Dataset records —
■ ■ ■ ■ ■ ■ ■

PR #318, opened 2016-01-08
Fix endpoints data copying during Policy Table Update

asenkk:
Up to now, when performing Policy Table Update, the module_config part
of the policy table was not copied. The change adds copying of this
part. The code is taken from CustomSDL/sdl_panasonic/develop (dd8ade70),
with just a small fix about copying exchange_after_x_ignition_cycles.

Fixes: APPLINK-20261

### DIFF
--- a/src/components/policy/src/policy/policy_table/table_struct/types.cc
+++ b/src/components/policy/src/policy/policy_table/table_struct/types.cc
@@ -489,6 +489,24 @@ ModuleConfig::ModuleConfig(const Json::Value* value__)
     vehicle_model(impl::ValueMember(value__, "vehicle_model")),
     vehicle_year(impl::ValueMember(value__, "vehicle_year")) {
 }
+
+void ModuleConfig::SafeCopyFrom(const ModuleConfig& from) {
+//  device_certificates = from.device_certificates;  // According to the requirements this is optional.
+  exchange_after_x_ignition_cycles = from.exchange_after_x_ignition_cycles;
+  exchange_after_x_kilometers = from.exchange_after_x_kilometers;
+  exchange_after_x_days = from.exchange_after_x_days;
+  timeout_after_x_seconds = from.timeout_after_x_seconds;
+  seconds_between_retries = from.seconds_between_retries;
+  endpoints = from.endpoints;
+  notifications_per_minute_by_priority = from.notifications_per_minute_by_priority;
+
+  vehicle_make.assign_if_valid(from.vehicle_make);
+  vehicle_model.assign_if_valid(from.vehicle_model);
+  vehicle_year.assign_if_valid(from.vehicle_year);
+  certificate .assign_if_valid(from.certificate);
+
+}
+
 Json::Value ModuleConfig::ToJsonValue() const {
   Json::Value result__(Json::objectValue);
   impl::WriteJsonField("device_certificates", device_certificates, &result__);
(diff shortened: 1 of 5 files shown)


asenkk:
@AGaliuzov , @dev-gh , please review

src/components/policy/src/policy/policy_table/table_struct/types.cc
```diff
@@ -489,6 +489,24 @@ ModuleConfig::ModuleConfig(const Json::Value* value__)
...
+
+void ModuleConfig::SafeCopyFrom(const ModuleConfig& from) {
+//  device_certificates = from.device_certificates;  // According to the requirements this is optional.
+  exchange_after_x_ignition_cycles = from.exchange_after_x_ignition_cycles;
+  exchange_after_x_kilometers = from.exchange_after_x_kilometers;
+  exchange_after_x_days = from.exchange_after_x_days;
+  timeout_after_x_seconds = from.timeout_after_x_seconds;
+  seconds_between_retries = from.seconds_between_retries;
+  endpoints = from.endpoints;
+  notifications_per_minute_by_priority = from.notifications_per_minute_by_priority;
```
pestOO: Could we use an ``opearator=`` witn additional ``FiledVerification`` method call?

src/components/policy/src/policy/policy_table/table_struct/types.cc
```diff
@@ -489,6 +489,24 @@ ModuleConfig::ModuleConfig(const Json::Value* value__)
     vehicle_model(impl::ValueMember(value__, "vehicle_model")),
     vehicle_year(impl::ValueMember(value__, "vehicle_year")) {
 }
+
+void ModuleConfig::SafeCopyFrom(const ModuleConfig& from) {
```
pestOO: Could we use an ``opearator=`` witn additional ``FiledVerification`` method call?

src/components/policy/src/policy/src/cache_manager.cc
```diff
@@ -228,8 +228,13 @@ bool CacheManager::ApplyUpdate(const policy_table::Table& update_pt) {
       pt_->policy_table.app_policies_section.apps[iter->first].set_to_null();
       pt_->policy_table.app_policies_section.apps[iter->first].set_to_string("");
     } else if (policy::kDefaultId == (iter->second).get_string()) {
-      pt_->policy_table.app_policies_section.apps[iter->first] =
-          pt_->policy_table.app_policies_section.apps[kDefaultId];
+        policy_table::ApplicationPolicies::const_iterator iter_default =
```
pestOO: It's really hard to read - "the method of the value of the map of the field of the field of field".
Feel free to crate a local const (or not) reference and use it.

AGaliuzov:
@pestOO, I would suggest to avoid the refactoring some stuff in GENIVI until we done the same for PASA. Because in future in will be more easy to merge this repos if they will have the similar code

src/components/policy/src/policy/policy_table/table_struct/types.cc
AGaliuzov: As for me this is more obvious way.
Because it would be really not evident if the `operator=` would avoid the copy of some fileds.
That's why I ve implemented this method for PASA code instead of overloading `operator=`

dev-gh:
Reviewed

src/components/policy/src/policy/policy_table/table_struct/types.cc
pestOO: ``operator=`` must copy _all_ fields of this strucs.
In case it meet requirements - it's better way to use operator.
If not - agree we this implementation.

asenkk: The idea is not to copy all fields. Some of them MUST be omitted, some are optional according to requirements for policy table update.

AGaliuzov:
Run CI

■ ■ ■ ■ ■ ■ ■

Task item — Please copy the data in full, character for character.

Written response —
PR #318, opened 2016-01-08
Fix endpoints data copying during Policy Table Update

asenkk:
Up to now, when performing Policy Table Update, the module_config part
of the policy table was not copied. The change adds copying of this
part. The code is taken from CustomSDL/sdl_panasonic/develop (dd8ade70),
with just a small fix about copying exchange_after_x_ignition_cycles.

Fixes: APPLINK-20261

### DIFF
--- a/src/components/policy/src/policy/policy_table/table_struct/types.cc
+++ b/src/components/policy/src/policy/policy_table/table_struct/types.cc
@@ -489,6 +489,24 @@ ModuleConfig::ModuleConfig(const Json::Value* value__)
     vehicle_model(impl::ValueMember(value__, "vehicle_model")),
     vehicle_year(impl::ValueMember(value__, "vehicle_year")) {
 }
+
+void ModuleConfig::SafeCopyFrom(const ModuleConfig& from) {
+//  device_certificates = from.device_certificates;  // According to the requirements this is optional.
+  exchange_after_x_ignition_cycles = from.exchange_after_x_ignition_cycles;
+  exchange_after_x_kilometers = from.exchange_after_x_kilometers;
+  exchange_after_x_days = from.exchange_after_x_days;
+  timeout_after_x_seconds = from.timeout_after_x_seconds;
+  seconds_between_retries = from.seconds_between_retries;
+  endpoints = from.endpoints;
+  notifications_per_minute_by_priority = from.notifications_per_minute_by_priority;
+
+  vehicle_make.assign_if_valid(from.vehicle_make);
+  vehicle_model.assign_if_valid(from.vehicle_model);
+  vehicle_year.assign_if_valid(from.vehicle_year);
+  certificate .assign_if_valid(from.certificate);
+
+}
+
 Json::Value ModuleConfig::ToJsonValue() const {
   Json::Value result__(Json::objectValue);
   impl::WriteJsonField("device_certificates", device_certificates, &result__);
(diff shortened: 1 of 5 files shown)


asenkk:
@AGaliuzov , @dev-gh , please review

src/components/policy/src/policy/policy_table/table_struct/types.cc
```diff
@@ -489,6 +489,24 @@ ModuleConfig::ModuleConfig(const Json::Value* value__)
...
+
+void ModuleConfig::SafeCopyFrom(const ModuleConfig& from) {
+//  device_certificates = from.device_certificates;  // According to the requirements this is optional.
+  exchange_after_x_ignition_cycles = from.exchange_after_x_ignition_cycles;
+  exchange_after_x_kilometers = from.exchange_after_x_kilometers;
+  exchange_after_x_days = from.exchange_after_x_days;
+  timeout_after_x_seconds = from.timeout_after_x_seconds;
+  seconds_between_retries = from.seconds_between_retries;
+  endpoints = from.endpoints;
+  notifications_per_minute_by_priority = from.notifications_per_minute_by_priority;
```
pestOO: Could we use an ``opearator=`` witn additional ``FiledVerification`` method call?

src/components/policy/src/policy/policy_table/table_struct/types.cc
```diff
@@ -489,6 +489,24 @@ ModuleConfig::ModuleConfig(const Json::Value* value__)
     vehicle_model(impl::ValueMember(value__, "vehicle_model")),
     vehicle_year(impl::ValueMember(value__, "vehicle_year")) {
 }
+
+void ModuleConfig::SafeCopyFrom(const ModuleConfig& from) {
```
pestOO: Could we use an ``opearator=`` witn additional ``FiledVerification`` method call?

src/components/policy/src/policy/src/cache_manager.cc
```diff
@@ -228,8 +228,13 @@ bool CacheManager::ApplyUpdate(const policy_table::Table& update_pt) {
       pt_->policy_table.app_policies_section.apps[iter->first].set_to_null();
       pt_->policy_table.app_policies_section.apps[iter->first].set_to_string("");
     } else if (policy::kDefaultId == (iter->second).get_string()) {
-      pt_->policy_table.app_policies_section.apps[iter->first] =
-          pt_->policy_table.app_policies_section.apps[kDefaultId];
+        policy_table::ApplicationPolicies::const_iterator iter_default =
```
pestOO: It's really hard to read - "the method of the value of the map of the field of the field of field".
Feel free to crate a local const (or not) reference and use it.

AGaliuzov:
@pestOO, I would suggest to avoid the refactoring some stuff in GENIVI until we done the same for PASA. Because in future in will be more easy to merge this repos if they will have the similar code

src/components/policy/src/policy/policy_table/table_struct/types.cc
AGaliuzov: As for me this is more obvious way.
Because it would be really not evident if the `operator=` would avoid the copy of some fileds.
That's why I ve implemented this method for PASA code instead of overloading `operator=`

dev-gh:
Reviewed

src/components/policy/src/policy/policy_table/table_struct/types.cc
pestOO: ``operator=`` must copy _all_ fields of this strucs.
In case it meet requirements - it's better way to use operator.
If not - agree we this implementation.

asenkk: The idea is not to copy all fields. Some of them MUST be omitted, some are optional according to requirements for policy table update.

AGaliuzov:
Run CI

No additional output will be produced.